Let $$f(x) = \begin{vmatrix} \sin^2 x & -2 + \cos^2 x & \cos 2x \\ 2 + \sin^2 x & \cos^2 x & \cos 2x \\ \sin^2 x & \cos^2 x & 1 + \cos 2x \end{vmatrix}$$, $$x \in [0, \pi]$$. Then the maximum value of $$f(x)$$ is equal to _________.

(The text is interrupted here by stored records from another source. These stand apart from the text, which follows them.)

PR #8777, opened 2026-08-19
fix(deployment): restore False-returning hardware connect stubs (#8771)

dieterolson:
Part of #8771. Fixes `optional-stack-check (3.11)`, currently the only failing check on #8769 and #8774.

## The failure

The lane is otherwise green — 227 passed in biomechanics, 369 in robotics — and fails on exactly three tests:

We begin with the determinant-valued function

$$f(x)=\begin{vmatrix} \sin^{2}x & -2+\cos^{2}x & \cos 2x\\[4pt] 2+\sin^{2}x & \cos^{2}x & \cos 2x\\[4pt] \sin^{2}x & \cos^{2}x & 1+\cos 2x \end{vmatrix},\qquad x\in[0,\pi].$$

For compactness let us put

$$s=\sin^{2}x,\qquad c=\cos^{2}x.$$

Using the well-known double-angle identity $$\cos 2x=\cos^{2}x-\sin^{2}x=c-s,$$ we can rewrite every entry of the matrix in terms of these symbols.

The third-row, third-column entry becomes

$$1+\cos 2x = 1 + (c-s)=1+c-s.$$

Consequently the matrix takes the form

$$ \begin{vmatrix} s & -2+c & c-s\\[4pt] 2+s & c & c-s\\[4pt] s & c & 1+c-s \end{vmatrix}. $$

To simplify the determinant, we apply elementary row operations, remembering that adding or subtracting a multiple of one row from another does not change the value of the determinant.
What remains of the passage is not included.